それは、紅茶付きなの?。娘の質問に、多分そうでしょうねと母は答えた。学校祭のバザーを過ぎると何処もそうね。娘達の言葉に、本当にそうねと母も相槌を打った。店主がモダンだねぇ、この辺りは、皆さんハイカラなんですな。と店内の親娘に声を掛ければ、学校祭のバザーで皆覚えて来るのよと、事も無げに彼女達の中から長女が応じた。

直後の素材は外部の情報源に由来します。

PR #562, opened 2021-09-13
Fix typo introduced by PR 559

lminiero:
This PR fixes a typo introduced by #559, where for `SRTP_AES_GCM_256` the returned length is `SRTP_AES_ICM_256_KEY_LEN_WSALT` instead of `SRTP_AES_GCM_256_KEY_LEN_WSALT`, which causes problems when SRTP sessions are created using AES-GCM-256.

### DIFF
--- a/srtp/srtp.c
+++ b/srtp/srtp.c
@@ -788,7 +788,7 @@ static inline int full_key_length(const srtp_cipher_type_t *cipher)
     case SRTP_AES_GCM_128:
         return SRTP_AES_GCM_128_KEY_LEN_WSALT;
     case SRTP_AES_GCM_256:
-        return SRTP_AES_ICM_256_KEY_LEN_WSALT;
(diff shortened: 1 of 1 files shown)


paulej (approved):

pabuhler:
strange there was no test to catch this :(

lminiero:
> strange there was no test to catch this :(

@pabuhler not sure, but my guess is this would have probably been tricky to catch using unit tests. We only noticed the issue when we were notified by someone using 2.4.1 about problems with `srtp_unprotect` on incoming RTCP on the server, but there were no reported failures in `srtp_protect` for outgoing RTP or RTCP for instance: when we worked on replicating the issue, we noticed media wouldn't work either, and that was because `srtp_protect` would "succeed", but then the browser would not render anything, because of failures to unprotect on that end.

「あちらは未だ就学前なのに、どちらから習って来られたのかしらね。」
母は誰に言うとなくそんな疑問を店内のテーブルに投げ掛けてみる。ここ等は子供のいる家が多いからね、店主が彼女に答えた。「その辺りからでやしょう。」。そうねと彼女は店主に微笑しながら応じた。
そうして置いて、彼女は彼女の長女に、「今からお湯を沸かして、パンの用意が出来上がるのを待つんですって。今そこだから、40分頃でもいいわね、ここを出るのは。」と安心させる様に言った。母の言葉に、彼女は安心して胸を撫で下ろした。

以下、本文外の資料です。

PR #572, opened 2021-10-13
rtp_decoder support for MKI and RCCm3 ROC field

paulr227:
MKI: support for MKI was added to libsrtp in 2.1.0, however the support wasn't extended to rtp_decder. These changes update rtp_decoder to use the srtp_unprotect_mki() and srtp_unprotect_rtcp_mki() APIs and to accept a new argument for specifying the MKI of the master key passed in the stream policy provided to libsrtp.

母と姉娘は、盛んにおにぎりをぱくつく末の子の相手をしながら、共に、ここを出て行ってからのその後の細かな算段を始めた。
「お前も頂きなさいな、持ちませんよ。」
母は、緊張感からかおにぎりに手を出さない儘の姉娘に、確り昼食を摂るよう勧めた。
彼女達が食堂で出されたおにぎりを食べ終え、もう後10分程でここを出ようかと、頃合いを測りながらテレビを見ていると、姉にせっつかれた妹が横丁を眺めに出た。
「あれっお祖父ちゃん。」
妹娘の驚いた声にその母が耳を澄ませば、
「おや、お前、1人かい。」
大人の人と一緒なんだろうねと、不審そうな舅の声が聞こえて来た。『あの声はお義父さんだわ。』、彼女は確信した。確かに彼女の夫一郎の父の声である。お義父さんが食堂へ来られたのだ。昼時だものねと彼女は思った。が、不幸が有ったばかりの彼がここにやって来た事を意外にも思った。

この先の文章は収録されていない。